InterSpeech 2021

Analysis and Tuning of a Voice Assistant System for Dysfluent Speech
(Oral presentation)

Vikramjit Mitra (Apple, USA), Zifang Huang (Apple, USA), Colin Lea (Apple, USA), Lauren Tooley (Apple, USA), Sarah Wu (Apple, USA), Darren Botten (Apple, USA), Ashwini Palekar (Apple, USA), Shrinath Thelapurath (Apple, USA), Panayiotis Georgiou (Apple, USA), Sachin Kajarekar (Apple, USA), Jefferey Bigham (Apple, USA)

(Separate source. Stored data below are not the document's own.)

PR #53, opened 2022-12-12
feat(callbacks): add social login providers

daveadams56:
Jira: https://bugster.forgerock.org/jira/browse/SDKS-2215

## Summary

This PR adds support for Facebook and Google identity providers in the social login flows added in [PR #34 ](https://github.com/cerebrl/forgerock-web-login-framework/pull/34).


src/lib/components/icons/apple-icon-dark.svelte
```diff
@@ -8,11 +8,8 @@
   height={size}
   width={size}
   class={classes}
-  viewBox="0 0 24 24"
+  viewBox="0 0 24 20"
```
daveadams56, line 11: I had to play around with the properties for the social icon SVGs to get them to align consistently. Again I took them from Wikimedia, but if we know of a better place to get them I'm all ears!

src/lib/journey/_utilities/step.utilities.ts
```diff
@@ -61,12 +61,7 @@ export function initCheckValidation() {
  * @returns {boolean}
  */
 export function shouldRedirectFromStep(step: FRStep) {
-  try {
-    step.getCallbackOfType(CallbackType.RedirectCallback);
-    return true;
-  } catch (e) {
-    return false;
-  }
+  return step.getCallbacksOfType(CallbackType.RedirectCallback).length > 0;
```
daveadams56, line 64: It's really strange how using `getCallbacksOfType` now works for me - in the previous PR I was getting weird errors when using this so I used `getCallbackOfType` in a try catch. Anyway, it seems to be working how I would have originally expected it to now, which is nicer.

src/lib/journey/callbacks/select-idp/select-idp.stories.js
```diff
@@ -1,15 +1,21 @@
...
 
-const social = new FRStep(socialStep);
-const socialLocalAuthNoForm = new FRStep(socialStepLocalAuthNoForm);
-const socialLocalAuthWithFormStep = new FRStep(socialStepLocalAuthWithForm);
+const multipleProvidersLocalAuthForm = new FRStep(multipleProvidersLocalAuthFormStep);
+const multipleProvidersLocalAuthNoForm = new FRStep(multipleProvidersLocalAuthNoFormStep);
+const multipleProvidersNoLocalAuth = new FRStep(multipleProvidersNoLocalAuthStep);
+const singleProviderLocalAuthForm = new FRStep(singleProviderLocalAuthFormStep);
+const singleProviderLocalAuthNoForm = new FRStep(singleProviderLocalAuthNoFormStep);
+const singleProviderNoLocalAuth = new FRStep(singleProviderNoLocalAuthStep);
```
daveadams56, line 18: I felt it was beneficial to test the scenarios around local auth with single or multiple IDPs now that we are supporting more than one. If there are any I've left out let me know.

src/lib/components/icons/apple-icon-light.svelte
```diff
@@ -0,0 +1,18 @@
...
+  width={size}
+  class={classes}
+  viewBox="0 0 20 20"
+>
+  <path
+    fill="#fff"
+    d="M11.182.008C11.148-.03 9.923.023 8.857 1.18c-1.066 1.156-.902 2.482-.878 2.516.024.034 1.52.087 2.475-1.258.955-1.345.762-2.391.728-2.43zm3.314 11.733c-.048-.096-2.325-1.234-2.113-3.422.212-2.189 1.675-2.789 1.698-2.854.023-.065-.597-.79-1.254-1.157a3.692 3.692 0 0 0-1.563-.434c-.108-.003-.483-.095-1.254.116-.508.139-1.653.589-1.968.607-.316.018-1.256-.522-2.267-.665-.647-.125-1.333.131-1.824.328-.49.196-1.422.754-2.074 2.237-.652 1.482-.311 3.83-.067 4.56.244.729.625 1.924 1.273 2.796.576.984 1.34 1.667 1.659 1.899.319.232 1.219.386 1.843.067.502-.308 1.408-.485 1.766-.472.357.013 1.061.154 1.782.539.571.197 1.111.115 1.652-.105.541-.221 1.324-1.059 2.238-2.758.347-.79.505-1.217.473-1.282z"
+  />
+  <title><slot /></title>
+</svg>
```
daveadams56, line 18: I added a "light" and "dark" version of the Apple logo given it's the only one that needs to change depending on which mode we're in.

src/lib/journey/callbacks/select-idp/select-idp.svelte
```diff
@@ -53,20 +57,39 @@
...
-      />
-      <T key="signInWith" />
+{#each idps as idp}
+  <Grid num={1}>
+    <Button type="button" width="auto" onClick={() => setBtnValue(idp.value)}>
+      {#if idp.text.toUpperCase().includes('APPLE')}
+        {#if prefersDarkTheme}
+          <AppleIconLight
+            classes="tw_inline-block tw_fill-current tw_text-secondary-dark dark:tw_text-secondary-light"
+          />
```
daveadams56, line 72: @cerebrl I'd like your opinion on this section, for a couple of reasons.

Firstly, we're currently treating all of the social IDP provider buttons effectively the same from a styling perspective. In terms of button styles within the widget project we don't have many choices - e.g. light or dark, outline or filled seem to be our options. There are guidelines from each provider on how the button should be styled, worded and placed depending on what is around it. I plan to adjust the styling of each button to meet these requirements - my approach will likely be to create classes specific to each provider and pass them in to the Button component here. If you have any thoughts on how else you'd like this to be done (or want to object to doing this at all), it would be good to discuss sooner rather than later.

Secondly, as I've implemented this here we're hard coding support for just these three IDPs, relying on the IDP name matching and making assumptions about the icon and styling to use. I think we should have an "else" option giving a generic icon and style if we don't recognise the IDP. I also think this could be made configurable, for example if someone wants to pass in configuration for a new IDP or a different logo. I'm just not sure that we should make it configurable, given these are the three supported providers by the SDK. Additionally if we style according to guidelines, I'm not sure if it is worth us making it super flexible as this may be something no one wants to do.

Anyway, please let me know what you think on the above points and we can discuss further. Thanks.

src/locales/us/en/index.json
```diff
@@ -44,7 +45,6 @@
   "securityQuestions": "Security question(s)",
   "securityQuestionsPrompt": "Provide custom security question(s) and answer(s):",
   "showPassword": "Show password",
-  "signInWith": "Sign in with",
```
daveadams56, line 47: I replaced the default button text "Sign in with", with "Continue with" since it seems to be more applicable in scenarios other than logging in, e.g. registration. However further to my comment a bit further up about branding of buttons for different IDPs, we may need to show "Sign in with Apple", "Continue with Facebook", etc. This may get a bit messy. Not sure what we can do about this but it feels like we should be consistent in our defaults ("Continue with.." would be my preference) - and allow developers to override in the localization files.

tests/widget/modal/widget-modal.login-social-redirect.test.js
```diff
@@ -6,7 +6,7 @@ test('Modal widget with social callback redirect', async ({ page }) => {
   const loginButton = page.getByRole('button', { name: 'Open Login Modal' });
   await loginButton.click();
 
-  const button = await page.locator('button', { hasText: 'Sign in with Google' });
+  const button = await page.locator('button', { hasText: 'Continue with Google' });
```
daveadams56, line 9: I just updated the test here for the new default text for the social IDP button - whilst I was in the area though I had a think about e2e and whether we need additional use cases for this story. I am leaning towards there being enough coverage as it is - but please let me know if you agree / disagree with this, and what you feel any lack of coverage would be.

src/lib/components/icons/apple-icon-dark.svelte
daveadams56: All I can get from Facebook is a set of official PNGs, but no SVGs. I think Google is similar but need to check along with Apple. Seeing as we are referencing other brands now in this project, would we prefer official PNGs, or publicly sourced (wikimedia), SVGs as defaults? I think official PNGs would probably be best, but didn't want to work against the patterns in the rest of the app.

cerebrl: I'd say the Bootstrap icons are likely the safest, most consistent source of icons: https://icons.getbootstrap.com. Other notable are https://www.flaticon.com and, if you super desperate, https://worldvectorlogo.com.

src/lib/components/icons/apple-icon-light.svelte
cerebrl: Is the shape of the icon actually different? Or, are you just changing the color? I'd personally say all of the icons need to have the appropriate color for the light and dark theme. Are the other icons multi-color? Is that why Apple is different as it is a single color?

src/locales/us/en/index.json
cerebrl: Tough question. I think "Continue with" is the best choice. I looked through the guidelines of all three and I don't think they are super rigid on the text preceding the company name. This make sense as it would have to accommodate localization. Not every language is going to literally translate to "Sign in with" or whatever. I think they just want it to be descriptive of the action that is triggered by the button.

tests/widget/modal/widget-modal.login-social-redirect.test.js
cerebrl: I'm good with this being the only one.

src/lib/components/icons/apple-icon-light.svelte
daveadams56: Yes, we are just changing the colour depending on whether it is included within a light or dark button. Given that the Apple icon is either black or light grey, it felt right to include both and select the right one based on the preferred mode. Facebook and Google however seem to work on both light and dark backgrounds, given they are multi-color.

src/lib/journey/callbacks/select-idp/select-idp.svelte
daveadams56: Understood, I'm implementing something that will allow us to apply bgColor and textColor to buttons - also looking at additional properties that we might use if we ever decide to allow the uiConfig returned with the social callback to dictate style.

src/lib/components/icons/apple-icon-light.svelte
cerebrl: Okay, got it. When looking at this as an isolated component, I'd recommend we don't duplicate two components for the sake of colors. We should pass assign the color via CSS in the way all the icons are assigned colors: https://github.com/cerebrl/forgerock-web-login-framework/blob/main/themes/default/primitives.cjs#L34. Just make sure to remove to assign `none` to the `fill` attribute: https://github.com/cerebrl/forgerock-web-login-framework/blob/main/src/lib/components/icons/eye-icon.svelte#L15.

That way, you can have a light and dark variant without having to duplicate code. I'll continue this thread on a different comment as I'd like to jump into how we know if something needs to be light or dark.

daveadams56: I'm looking at bootstrap SVGs now and using the button text color to inform the color of the icon - if I can get this to work then provided plain color icons are within guidelines then I think I can get rid of the dark / light apple logo.

src/lib/journey/callbacks/select-idp/select-idp.svelte
```diff
@@ -53,20 +57,39 @@
       value: option.provider,
       text: option.uiConfig.buttonDisplayName,
     }));
+
+    prefersDarkTheme = window.matchMedia('(prefers-color-scheme: dark)').matches;
```
cerebrl, line 61: Since this is a widget that will be embedded within a foreign app, we should avoid making assumptions that the light or dark theme is chosen purely on the theme setting. Light or dark may be chosen manually by the user (maybe the parent app has a theme switch or profile setting), or the light or dark theme may be completely disabled by the dev and hard coded to light or dark.

Either way, unfortunately, this method is not doable for us. Tailwind is the library that takes care of this feature for us. We use the parent class "mode" to detect if the dev as assigned the dark class on the widget's parent element and Tailwind reacts accordingly. That means we need to lean on Tailwind's special classes `dark:tw_my-component_dark` and have all theme related mechanics in the CSS and outside of the JS.

Let me know if that doesn't make sense. Here's where we assign that class to the body element: https://github.com/cerebrl/forgerock-web-login-framework/blob/main/src/app.html#L10. Yes, we do it according to the system setting, but we can't know if the dev will do the same. Here's the Tailwind config setting: https://github.com/cerebrl/forgerock-web-login-framework/blob/main/tailwind.config.cjs#L3.

src/lib/journey/callbacks/select-idp/select-idp.svelte
```diff
@@ -53,20 +57,39 @@
...
-      ><AppleIcon
-        classes="tw_inline-block tw_fill-current tw_text-secondary-dark dark:tw_text-secondary-light"
-      />
-      <T key="signInWith" />
+{#each idps as idp}
+  <Grid num={1}>
+    <Button type="button" width="auto" onClick={() => setBtnValue(idp.value)}>
+      {#if idp.text.toUpperCase().includes('APPLE')}
+        {#if prefersDarkTheme}
+          <AppleIconLight
```
cerebrl, line 70: If we lean on Tailwind and CSS only, it will allow us to use just use one Apple icon component and reduce the amount of Svelte code we have to bundle with the widget.

src/lib/journey/callbacks/select-idp/select-idp.svelte
daveadams56: Ok, I see your point. I'm just trying to find a way to make the tailwind `dark:` class stuff work with custom button styles. I think I might have to define some new classes for this so I can assign a class for `light` and `dark` mode for each social provider button.

daveadams56: Making the buttons work for light mode according to design guidelines is easy using bootstrap SVGs (and therefore a single file for each provider):

Screenshot 2022-12-14 at 15 48 40

daveadams56: However dark mode complicates things

src/lib/components/icons/apple-icon-dark.svelte
daveadams56: I went with Bootstrap SVGs in the end.

src/lib/components/icons/apple-icon-light.svelte
daveadams56: We now have just the one Apple icon which takes the color of the text. Not sure what the difference is for the `fill` attribute - there is no visibile difference between `currentColor` which is set now, and `none` which you suggested. Does this need to be changed?

src/lib/journey/callbacks/select-idp/select-idp.svelte
daveadams56: As we discussed on slack, we are now styling the buttons using classes passed from the SelectIdp component. The result is that we can take advantage of the tailwind detection of light and dark mode.

src/lib/journey/callbacks/select-idp/select-idp.svelte
daveadams56: Done.

cerebrl:
I reviewed the code, and it looks great. Unfortunately, I can't test the full feature with our usual Vercel deployment, so I'm have to pull this down locally and test it. I did find a few visual issues captured here: https://share.getcloudapp.com/4gu4J7gx.

The Google icon is a bit out of proportion, slightly misaligned and quite close to the text. The horizontal rule isn't as subtle as it is in light mode, so that should be adjusted. It looks like you're missing some of the classes on the `<hr />` element, seen here: https://github.com/cerebrl/forgerock-web-login-framework/blob/alpha/src/lib/journey/stages/username-password.svelte#L117.

It's getting a bit late, so I'll pull the code down locally tomorrow morning and complete my functional test. It would be nice for future testing if we can move the social configuration from Stoyan's tenant to the one dedicated to this project. That way we can ensure PRs are testable with the automatically deployed code, reducing our need to pull it down locally.

Also, @ryanbas21, it seems Chromatic was entirely removed for our CI. Chromatic doesn't seem to have anything from 16 days ago on.

daveadams56:
> I reviewed the code, and it looks great. Unfortunately, I can't test the full feature with our usual Vercel deployment, so I'm have to pull this down locally and test it. I did find a few visual issues captured here: https://share.getcloudapp.com/4gu4J7gx.
> 
> The Google icon is a bit out of proportion, slightly misaligned and quite close to the text. The horizontal rule isn't as subtle as it is in light mode, so that should be adjusted. It looks like you're missing some of the classes on the `<hr />` element, seen here: https://github.com/cerebrl/forgerock-web-login-framework/blob/alpha/src/lib/journey/stages/username-password.svelte#L117.
> 
> It's getting a bit late, so I'll pull the code down locally tomorrow morning and complete my functional test. It would be nice for future testing if we can move the social configuration from Stoyan's tenant to the one dedicated to this project. That way we can ensure PRs are testable with the automatically deployed code, reducing our need to pull it down locally.
> 
> Also, @ryanbas21, it seems Chromatic was entirely removed for our CI. Chromatic doesn't seem to have anything from 16 days ago on.

@cerebrl thanks for catching the visual bugs - I have pushed a fix for the two things you mentioned. With regards to the social providers on your tenant for testing, I created a ticket for this ([SDKS-2249](https://bugster.forgerock.org/jira/browse/SDKS-2249)) so that we can prioritise the development of the social functionality before the holidays. Depending on how much other rework I need to do perhaps I can pull this one in today / tomorrow. Otherwise it will be something to do in the very near future, I agree. For your local testing, I will send on slack the values I used in layout.ts to point to Stoyan's tenant. Thanks!

tests/widget/modal/widget-modal.login-social-redirect.test.js
ryanbas21, line 9: when we pass over code like this, i think its a good idea to update the api to the newer style.

this should probably be `page.getByRole`

ryanbas21 (changes requested):

tests/widget/modal/widget-modal.login-social-redirect.test.js
daveadams56: Good point. It's weird, I thought I fixed references to this in the previous PR. Anyway I'll fix it now. Thanks.

cerebrl (approved):
There are some small improvements that I'd like to suggest, but I think I'll add them to one of the follow-up stories in our backlog. I think this is good for our first implementation.

ryanbas21 (approved):

PR #189, opened 2022-06-01
Fix aggregate keyframe dragging stopping in an edge case when the key for the drag element changes

AndrewPrifer:
We fixed this by using the container, which is stable as the drag element.


colelawrence (approved):
LGTM. Great work!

Dysfluencies and variations in speech pronunciation can severely degrade speech recognition performance, and for many individuals with moderate-to-severe speech disorders, voice operated systems do not work. Current speech recognition systems are trained primarily with data from fluent speakers and as a consequence do not generalize well to speech with dysfluencies such as sound or word repetitions, sound prolongations, or audible blocks. The focus of this work is on quantitative analysis of a consumer speech recognition system on individuals who stutter and production-oriented approaches for improving performance for common voice assistant tasks (i.e., “what is the weather?”). At baseline, this system introduces a significant number of insertion and substitution errors resulting in intended speech Word Error Rates (isWER) that are 13.64% worse (absolute) for individuals with fluency disorders. We show that by simply tuning the decoding parameters in an existing hybrid speech recognition system one can improve isWER by 24% (relative) for individuals with fluency disorders. Tuning these parameters translates to 3.6% better domain recognition and 1.7% better intent recognition relative to the default setup for the 18 study participants across all stuttering severities.